Many data analysis problems are not easily parallelizable, often because the relevant analyses require an all-by-all analysis step. Applying heuristics often requires approximation, which introduces errors, noise, and bias. Recently, in confronting the sequence assembly problem, my lab has applied probabilistic data structures as a lightweight and scalable approach to taking large assembly graphs and partitioning them so that they can be treated independently. While the technique is not directly generalizable, the overall approach should adapt to the general problem of decoupling or optimally "breaking" large, sparsely connected graphs into minimally coupled subsets. I believe the technique could apply to social networks, clustering, and breakdown of large matrices into block-diagonal form.

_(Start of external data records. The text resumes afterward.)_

PR #324183, opened 2024-07-03
avdump3: init at 8293_stable

kini:
## Description of changes

Add `avdump3`, a tool for scanning media files for audio/video metadata / fingerprinting, and usually uploading the resulting analysis to [AniDB](https://anidb.net) (a website for tracking anime).

Home page, such as it is: https://wiki.anidb.net/Avdump3
Partial source code, excluding some proprietary parts: https://github.com/DvdKhl/AVDump3
Repology page: https://repology.org/project/avdump3

## Things done

- Built on platform(s)
  - [x] x86_64-linux
  - [ ] aarch64-linux
- [x] Tested, as applicable:

---

### DIFF
--- a/pkgs/by-name/av/avdump3/package.nix
+++ b/pkgs/by-name/av/avdump3/package.nix
@@ -1,0 +1,59 @@
+{
+  lib,
+  stdenv,
+  fetchzip,
+  dotnet-runtime,
+  zlib,
+  runtimeShell,
+}:
+
+stdenv.mkDerivation rec {
+  pname = "avdump3";
+  version = "8293_stable";
+
+  src = fetchzip {
+    url = "https://cdn.anidb.net/client/avdump3/avdump3_8293_stable.zip";
+    hash = "sha256-H9Sn3I4S9CmymKIMHVagDy+7svHs285S3EJgYQo+ks0=";
+    stripRoot = false;
+  };
+
+  installPhase = ''
+    runHook preInstall
+    mkdir -p $out/share/avdump3 $out/bin
+    mv * $out/share/avdump3
+    cat > $out/bin/avdump3 <<EOF
+    #!${runtimeShell}
+    export LD_LIBRARY_PATH="${lib.makeLibraryPath [ zlib ]}:\$LD_LIBRARY_PATH"
+    exec ${dotnet-runtime}/bin/dotnet $out/share/avdump3/AVDump3CL.dll "\$@"
+    EOF
+    chmod +x $out/bin/avdump3
+    runHook postInstall
+  '';
+
+  dontPatchELF = true;
+
+  meta = {
+    mainProgram = "avdump3";
+    description = "Tool for extracting audio/video metadata from media files and uploading it to AniDB";
+    longDescription = ''
+      AVDump is a tool to extract meta information from media files while at the
+      same time calculating multiple hashes. Based on that information reports
+      can be generated in multiple forms. Of particular interest is the ability
+      to send those reports back to AniDB and thereby quickly filling in missing
+      metadata for new files.
+    '';
+    homepage = "https://wiki.anidb.net/Avdump3";
+    sourceProvenance = with lib.sourceTypes; [
+      binaryNativeCode
+      binaryBytecode
+    ];
+    # partial source code available under MIT license at https://github.com/DvdKhl/AVDump3
+    license = with lib.licenses; [
+      mit
+      unfree
+    ];
+    maintainers = with lib.maintainers; [ kini ];
+    # NOTE: aarch64-linux may also work but hasn't been tested; co-maintainers welcome.
+    platforms = [ "x86_64-linux" ];
+  };
+}


kini:
Result of `nixpkgs-review pr 324183` run on x86_64-linux [1](https://github.com/Mic92/nixpkgs-review)
<details>
  <ul>
    <li>avdump3</li>
  </ul>
</details>

pkgs/by-name/av/avdump3/package.nix
```diff
@@ -0,0 +1,43 @@
...
+  version = "8293_stable";
+
+  src = fetchzip {
+    url = "https://cdn.anidb.net/client/avdump3/avdump3_8293_stable.zip";
+    hash = "sha256-H9Sn3I4S9CmymKIMHVagDy+7svHs285S3EJgYQo+ks0=";
+    stripRoot = false;
+  };
+
+  installPhase = ''
+    mkdir -p $out/share/${pname} $out/bin
```
Aleksanaa, line 14: Don't reference pname here and there, that doesn't make life better (btw `${pname}` has 8 characters and `avdump3` has 7)

pkgs/by-name/av/avdump3/package.nix
```diff
@@ -0,0 +1,43 @@
...
+    #!/bin/sh
+    export LD_LIBRARY_PATH="${lib.makeLibraryPath [ zlib ]}:\$LD_LIBRARY_PATH"
+    exec ${dotnet-runtime}/bin/dotnet $out/share/${pname}/AVDump3CL.dll "\$@"
+    EOF
+    chmod +x $out/bin/${pname}
+  '';
+
+  dontPatchELF = true;
+
+  meta = with lib; {
```
Aleksanaa, line 26:
```suggestion
  meta = {
```

Better to avoid `with lib`

pkgs/by-name/av/avdump3/package.nix
```diff
@@ -0,0 +1,43 @@
...
+      can be generated in multiple forms. Of particular interest is the ability
+      to send those reports back to AniDB and thereby quickly filling in missing
+      metadata for new files.
+    '';
+    homepage = "https://wiki.anidb.net/Avdump3";
+    sourceProvenance = with sourceTypes; [ binaryNativeCode binaryBytecode ];
+    # partial source code available under MIT license at https://github.com/DvdKhl/AVDump3
+    license = with licenses; [ mit unfree ];
+    maintainers = with maintainers; [ kini ];
+    platforms = [ "x86_64-linux" "aarch64-linux" ];
```
Aleksanaa, line 41: Working for both platforms?

pkgs/by-name/av/avdump3/package.nix
kini: Sure. I wasn't doing that for conciseness but for flexibility in case the derivation needed to be cloned with a different name or something (I've seen this happen with a few packages in the past I think). But that's premature optimization so I'll get rid of it as you suggest.

pkgs/by-name/av/avdump3/package.nix
kini: `x86_64-linux` is working. I don't have an `aarch64-linux` machine to test, but I see there are `.so` files for it in the archive. Any suggestion what to do here? Just mark it as `x86_64-linux` exclusive for now and wait for some ARM user to come along and offer to test it on their platform?

kini: I asked for opinions in the NixOS matrix channel and the consensus seemed to be to restrict to `x86_64-linux` for now, so I updated the commit and pushed. Thanks for pointing it out!

pkgs/by-name/av/avdump3/package.nix
```diff
@@ -0,0 +1,44 @@
...
+  pname = "avdump3";
+  version = "8293_stable";
+
+  src = fetchzip {
+    url = "https://cdn.anidb.net/client/avdump3/avdump3_8293_stable.zip";
+    hash = "sha256-H9Sn3I4S9CmymKIMHVagDy+7svHs285S3EJgYQo+ks0=";
+    stripRoot = false;
+  };
+
+  installPhase = ''
```
Aleksanaa, line 13:
```
runHook preInstall
# Your code
runHook postInstall
```

pkgs/by-name/av/avdump3/package.nix
```diff
@@ -0,0 +1,44 @@
...
+    exec ${dotnet-runtime}/bin/dotnet $out/share/avdump3/AVDump3CL.dll "\$@"
+    EOF
+    chmod +x $out/bin/avdump3
+  '';
+
+  dontPatchELF = true;
+
+  meta = {
+    mainProgram = "avdump3";
+    description = "Tool for extracting audio/video metadata from media files and uploading it to AniDB";
```
Aleksanaa, line 28:
```suggestion
    description = "Extracting audio/video metadata from media files and uploading it to AniDB";
```

kini: Hmm, I don't think I agree with this one. Making the description a gerund (actually two conjoined gerunds, "extracting" and "uploading") sounds awkward to me. Plenty of packages' descriptions follow the pattern of "tool for", "program for", "app for", etc., even looking only at the relatively recent packages in `pkgs/by-name/`.

pkgs/by-name/av/avdump3/package.nix
kini: Oops, forgot to commit this change, sorry! Pushed now.

pkgs/by-name/av/avdump3/package.nix
Frontear: Suggesting an opposite change for this:

```diff
-description = "Tool for extracting audio/video metadata from media files and uploading it to AniDB";
+description = "A tool for extracting audio/video metadata from media files and uploading it to AniDB";
```

kini: At some point there were some style guidelines added to the READMEs: https://github.com/NixOS/nixpkgs/blob/master/pkgs/README.md#meta-attributes

According to those guidelines, the description shouldn't start with an article like "A" or "The". On the other hand the guidelines also say that the description should be a "sentence" but that would require a verb -- doesn't make much sense to me :)

Frontear:
Can you elaborate on why this much stuff is required in the outputs for this app? Can some of these not be linked via other inputs? Not particularly familiar with dotnet so I don't know much here

```console
$ tree ./results/avdump3
├── bin
│  └── avdump3
└── share
   └── avdump3
      ├── AVD3AniDBModule.dll
      ├── AVDump3CL
      ├── AVDump3CL.dll
      ├── AVDump3CL.exe
      ├── AVDump3CL.runtimeconfig.json
      ├── AVDump3Lib.dll
      ├── AVDump3NativeLib-aarch64.so
      ├── AVDump3NativeLib-x64.so
      ├── AVDump3NativeLib.dll
      ├── AVDump3UI.dll
      ├── BXmlLib.dll
      ├── ExtKnot.StringInvariants.dll
      ├── Ionic.Zlib.Core.dll
      ├── MediaInfo-aarch64.so
      ├── MediaInfo-x64.so
      ├── MediaInfo.dll
      ├── Microsoft.CodeAnalysis.CSharp.dll
      ├── Microsoft.CodeAnalysis.CSharp.Scripting.dll
      ├── Microsoft.CodeAnalysis.dll
      ├── Microsoft.CodeAnalysis.Scripting.dll
      ├── Microsoft.Extensions.DependencyInjection.Abstractions.dll
      ├── Microsoft.Extensions.DependencyInjection.dll
      ├── Microsoft.Extensions.Logging.Abstractions.dll
      ├── Microsoft.Extensions.Logging.dll
      ├── Microsoft.Extensions.Options.dll
      ├── Microsoft.Extensions.Primitives.dll
      ├── Newtonsoft.Json.dll
      ├── Serilog.dll
      └── Serilog.Extensions.Logging.dll
```

kini:
All of that is just directly extracted from the zip file provided by upstream. This is a closed source application so I wouldn't know how to regenerate those exact binaries from other inputs. Or maybe I'm misunderstanding what you're suggesting?

Frontear:
I'm just curious if all of these are necessary for the app, because its a lot of files and its increasing closure size. If it can be trimmed down that'd be awesome

pkgs/by-name/av/avdump3/package.nix
Frontear: What you have now should be fine

kini:
Are you sure AUR doesn't copy everything? Maybe I'm misreading [the PKGBUILD](https://aur.archlinux.org/cgit/aur.git/tree/PKGBUILD?h=avdump3-bin) but it looks like they also copy all the files.

I suppose it would likely be safe to at least delete the aarch64-specific files when building on x86_64... But I hesitate to wantonly delete files without understanding their purpose.

pkgs/by-name/av/avdump3/package.nix
```diff
@@ -0,0 +1,59 @@
...
+    hash = "sha256-H9Sn3I4S9CmymKIMHVagDy+7svHs285S3EJgYQo+ks0=";
+    stripRoot = false;
+  };
+
+  installPhase = ''
+    runHook preInstall
+    mkdir -p $out/share/avdump3 $out/bin
+    mv * $out/share/avdump3
+    cat > $out/bin/avdump3 <<EOF
+    #!/bin/sh
```
Frontear, line 25: nit: i'm a little against this style of shebang, even if it _would_ work.

there's stylistic reasons and there's a logical reason as well. stylistically, i think having a direct path shebang is contrary to nixpkgs' whole goal of declarativeness. logically, while this shebang will have relatively consistent behavior on NixOS, on other distros that use Nix as a package manager `/bin/sh` can point to the literal `sh` executable, an older version of `bash`, something minimal like `dash`, etc etc.

Can you instead change this whole bit into a `writeShellScript` style derivation?

Frontear (changes requested):

pkgs/by-name/av/avdump3/package.nix
kini: I'm not sure what exactly you're suggesting, but would it be acceptable to simply replace `#!/bin/sh` with `#!${runtimeShell}` in this inline script? That seems the simplest, and it's a pattern that occurs elsewhere in nixpkgs.

kini: I implemented my above suggestion.

Frontear:
Testing the program seems to make my terminal cursor pointer disappear (the blinking '|' line). I don't know if that's an upstream issue or not, just figured I'd drop that here as an fyi.

kini:
I think it's an upstream issue. It seems to only occur when the program prints the usage text. If you actually run it successfully on some proper input (i.e. actually scan some files) it doesn't screw up the terminal cursor.

Aleksanaa (approved):

Aleksanaa:
Backport if you want.

kini:
Thanks for the merge!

Basic programming knowledge is assumed, but no biology background is required. All the (actually very simple!) computer science concepts will be explained. Our implementation is open source.
About Dr. C. Titus Brown
C. Titus Brown is an assistant professor in the Department of Computer Science and Engineering and the Department of Microbiology and Molecular Genetics. He earned his PhD ('06) in developmental molecular biology from the California Institute of Technology. Brown is director of the laboratory for Genomics, Evolution, and Development (GED) at Michigan State University. He is a member of the Python Software Foundation and an active contributor to the open source software community. His research interests include computational biology, bioinformatics, open source software development, and software engineering.